Compared with white women, black women have higher rates of triple-negative breast cancer at both younger and older ages. These results were published in the Journal of the National Cancer Institute.

It's long been known that rates of breast cancer vary among different racial and ethnic groups. Black women, for example, tend to have higher rates of breast cancer than white women at younger ages, but lower rates at older ages. For the most part, the reasons for these differences remain uncertain.

In addition to looking at overall rates of breast cancer, researchers also now recognize the importance of considering the specific type of breast cancer. Breast cancers are routinely tested for characteristics such as hormone receptor status and HER2 status, and these characteristics play a key role in treatment decisions.

To explore how specific types of breast cancer vary by race and age, researchers collected information from the California Cancer Registry. Information was available about more than 91,000 breast cancers diagnosed between 2006 and 2009.

Information about race was collected from each patient's medical record and was based largely on patient self-report. For the purposes of this study, race was categorized as Hispanic, white, black, or Asian.

Breast cancers were categorized as hormone receptor-positive and HER2-negative (HR+/HER2-), hormone receptor-positive and HER2-positive (HR+/HER2+), hormone receptor-negative and HER2-positive (HR-/HER2+), or hormone receptor-negative and HER2-negative (triple-negative).

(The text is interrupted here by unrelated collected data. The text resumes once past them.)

PR #6, opened 2021-11-18
Fix/encrypt json rpc

maycon-mello:
There is a PR in the sdk as well.
https://github.com/docknetwork/react-native-sdk/pull/6/files


src/polkadot-test.js
```diff
@@ -1,97 +1,130 @@
...
-  dock.setAccount(testAccount);
+function main() {
+    // const data = encrypt('test');
+    // const decrypted = decrypt(data);
+}
 
-  // const data = dock.api.tx.balances.transfer('37GfhtNUJk1aJhXuGxNJsAGenteDBX3DTVAvuBZm49Kqc9wA', '10000');
-  // const fee = await data.paymentInfo(testAccount);
+main();
+// import Keyring from '@polkadot/keyring';
```
mike-parkhill, line 31: is there a plan to uncomment this code?

src/core/crypto.js
```diff
@@ -0,0 +1,27 @@
+
+import crypto from 'crypto';
+
+const algorithm = 'aes-256-cbc';
+
+export const DEFAULT_KEY = '776fe87eec8c9ba8417beda00b23cf22f5e134d9644d0a195cd9e0b7373760c1';
```
mike-parkhill, line 6: is there a plan to allow this key to be injected rather than hard-coding it?

maycon-mello: I can  setup some env variables on the sdk, let me check

src/polkadot-test.js
maycon-mello: I think we can remove this file, I've been using for some testing.

src/core/crypto.js
```diff
@@ -3,9 +3,11 @@ import crypto from 'crypto';
 
 const algorithm = 'aes-256-cbc';
 
-export const DEFAULT_KEY = '776fe87eec8c9ba8417beda00b23cf22f5e134d9644d0a195cd9e0b7373760c1';
+export const DEFAULT_KEY = process.env.ENCRYPTION_KEY || process.env.REACT_APP_ENCRYPTION_KEY;
 export const SECURE_JSON_RPC = true;
 
+console.log(`encryption key`, DEFAULT_KEY);
```
mike-parkhill, line 9: probably shouldn't be logging this

maycon-mello: thanks

mike-parkhill (approved):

  • Among white women, 16% of cases were missing information about breast cancer type, 9% of cases were triple-negative, 4% of cases were HR-/HER2+, 9% of cases were HR+/HER2+, and 62% of cases were HR+/HER-.
  • Among black women, 16% of cases were missing information about breast cancer type, 20% of cases were triple-negative, 6% of cases were HR-/HER2+, 11% of cases were HR+/HER2+, and 47% of cases were HR+/HER-.
  • Among Hispanic women, 16% of cases were missing information about breast cancer type, 13% of cases were triple-negative, 7% of cases were HR-/HER2+, 11% of cases were HR+/HER2+, and 52% of cases were HR+/HER-.
  • Among Asian women, 17% of cases were missing information about breast cancer type, 9% of cases were triple-negative, 8% of cases were HR-/HER2+, 12% of cases were HR+/HER2+, and 55% of cases were HR+/HER-.
  • Regardless of race, breast cancers in younger women were more likely to be triple-negative than breast cancers in older women.
  • When looking at rates of breast cancer (number of cases per 100,000 women per year), white women had significantly higher rates of HR+/HER2- breast cancer than black women after the age of 35.
  • Black women had the highest rates of triple-negative breast cancer, and these rates were higher than the rates in white women at all ages.
These results help to explain some of the racial differences in overall breast cancer rates, and highlight the high rates of triple-negative breast cancer in black women.